Il blitz del commissario

Bcc di Monastier, tempi strettissimi per candidarsi
Assemblea straordinaria il 10 novembre, nuovo Cda a metà dicembre. Flop del Comitato soci, appena in 75 al convegno di ieri
  
Uscita di scena con il blitz per il commissario della Bcc di Monastier e del Sile, Claudio Puerari.

Ieri sera, a conclusione di un evento pubblico promosso dal “Comitato soci”, il direttore generale, Arturo Miotto, ha annunciato la convocazione dell'assemblea per l'elezione del nuovo Consiglio di amministrazione per la metà di dicembre, preceduta, tuttavia, il 10 novembre, da un'assemblea straordinaria nella quale sarà posta ai voti una variazione dello statuto.

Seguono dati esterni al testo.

Issue #51, opened 2026-02-12
Bellway and Ventrica implementation details


homothetyhk:
Expected behavior:
- All bellways (resp. ventrica) can be used as sources (whether unlocked or not, whether Bell Beast is defeated or not). Travel is only allowed to unlocked bellways (resp. ventrica).
- When using a bellway/ventrica source with no unlocked targets, the menu should contain a single button which says No Available Bellway (or similar) and which closes the menu on submit.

In particolare, è stato spiegato, le regole dovrebbero cambiare sia nel senso di ridimensionare le prerogative riservate ai soci che favoriscono l'accesso al credito sia, soprattutto, abbassando per i prossimi tre anni il numero di consiglieri da 11 a 7, oltre che a ridurre da 5 a 3 i membri del comitato esecutivo. Il numero di mandati consecutivi per ciascun consigliere, inoltre, sarà fissato a tre, o a cinque se discontinui.

Solo una volta ratificata la variazione potrà partire il percorso di presentazione delle autocandidature, che prevedono, per gli interessati, l'appartenenza al parterre dei soci da almeno novanta giorni oltre al non comparire fra i membri dei precedenti tre Cda.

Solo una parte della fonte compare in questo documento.